CHRISTINE BRAGALE, Director, media relations, Goodwill Industries
Intl., Bethesda, MD
The mission of Goodwill Industries is to provide education, job training
and career services for people who are unemployed, so we are not
directly involved in the WTC disaster. However, we knew in the days
following the attack that the most important thing was the need for
money, blood and other supplies to support relief efforts in New York
City and Washington, DC. Several Goodwill agencies did offer their
donation collection points as sites for blood drives, but what we are
known for is helping people find and keep jobs. Last week we contacted
our key partners in New York, Washington and elsewhere to remind them
that we have a strong cadre of adult education staff in communities
across the US. So, while we temporarily halted proactive media relations
efforts, we made sure to maintain direct contact with the community
leaders involved in rebuilding efforts at all levels.
MIKE SWENSON, President, Barkley Evergreen & Partners Public
The biggest mistake a nonprofit can make right now is to disappear.

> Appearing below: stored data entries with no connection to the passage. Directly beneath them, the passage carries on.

PR #710, opened 2022-02-16
control-service: run data job as non-root user

tozka:
Currently data job docker container is run as root user . This is not
considered best practice
(https://docs.docker.com/develop/develop-images/dockerfile_best-practices/#user)

And in environment where root is forbidden it won't work. For example
the job would fail if data job kubernetes pod is set to run as specific
user e.g using:

```
securityContext:
  fsGroup: 1000
  runAsGroup: 1000
  runAsUser: 1000
```

We are making sure that when building the data job we are  setting up
permissions and users and starting the docker container with new user.

The UID and GID can be passed as argument during docker build but that
is not currently exposed to operators when deploying jobs. So the
UID/GID is currently required to be 1000

Testing Done: deployed locally job with runAsUser securityContext (as
above) and the job succeeded. The integration test would verify end to
end as well.


doks5 (approved):

projects/control-service/projects/job-builder-rootless/Dockerfile.python.vdk
```diff
@@ -4,15 +4,21 @@ ARG base_image=python:3.9-slim
...
+ARG GID=1000
+
 # Set the working directory
 WORKDIR /job
 
-# Make sure base image is python based
+# Validate base image is python based
 RUN python -V
+# Create necessary users and set home directory to /job
+RUN groupadd -r -g $GID vdkgroup && useradd -u $UID -g $GID -r vdkuser && chown -R $UID:$GID /job
```
mivanov1988, line 16: I wonder if it is better to add the user and the group to the base image?

tozka: You mean just this line?

 I was also wondering. Why are you wondering? What are your arguments? I will keep mine so I do not spoil you :)

mivanov1988: I guess you want to have better control over the user and the group by the ability to overwrite them through the builder. On the other hand, I don't think we will change them at all.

While it is right for us to focus on raising money to help the victims
and heroes of the attack on America, it is also right for us to focus on
other worthy causes. In our work with breast cancer through Lee Jeans
and the Susan G. Komen Breast Cancer Foundation, the core strategy right
now is to be sensitive to current events, but to remain committed to the
cause. Breast cancer takes the lives of 50,000 women each year. That
will not change until a cure is found and a cure requires continuous
funding for research. Nonprofits must not deviate from delivering their
important messages and must continue forward with their events and fund
raising. It may be a bit more difficult right now, but it will be more
difficult later if the public stops hearing from them.
MICHAEL CROOK, Director of PR, Habitat for Humanity International
Habitat for Humanity's work has not slowed since September 11. We will
keep our profile high by directing more pitching effort to the Northeast
and Mid-Atlantic, where we've gotten great support. Examples: Red Cross
chapters, overwhelmed with volunteers, are referring energetic people to
Habitat affiliates. We got listed on the libertyunites.org site that
President Bush mentioned during a televised speech as a worthy
organization. Americans want to do something good for their neighbors.
Our message: Habitat for Humanity is a great place for it. We build more
than houses. We strengthen families and communities. When the media asks
about donations, we will point out that our donations have not dropped
off, except for a brief decline in online giving during that terrible
week. Instead, people are donating in the memory of others through our
Gifts from the Heart program.
JENNIFER HILL, Director of consumer marketing/PR, GCI Read-Poland,
What do the events of September 11 have to do with Girlstart, a
nonprofit organization dedicated to empowering girls in math, science
and technology? Nothing. Or so you'd think? Parents are desperate to
find ways for kids to cope with feelings of vulnerability and sadness.
In times of disaster, Americans want to create communities and serve
each other with a new understanding of what it means to give. Never
before has it been more imperative to prepare girls for an uncertain
future and give them strong role models. Girlstart is helping empower
girls by putting a hi-tech future in their hands. In March, Girlstart
will hold a unique anniversary party called "We Can Do It!" Girls will
face their fears through empowering interactive activities like handling
reptiles, rock climbing, even conquering stage fright with karaoke.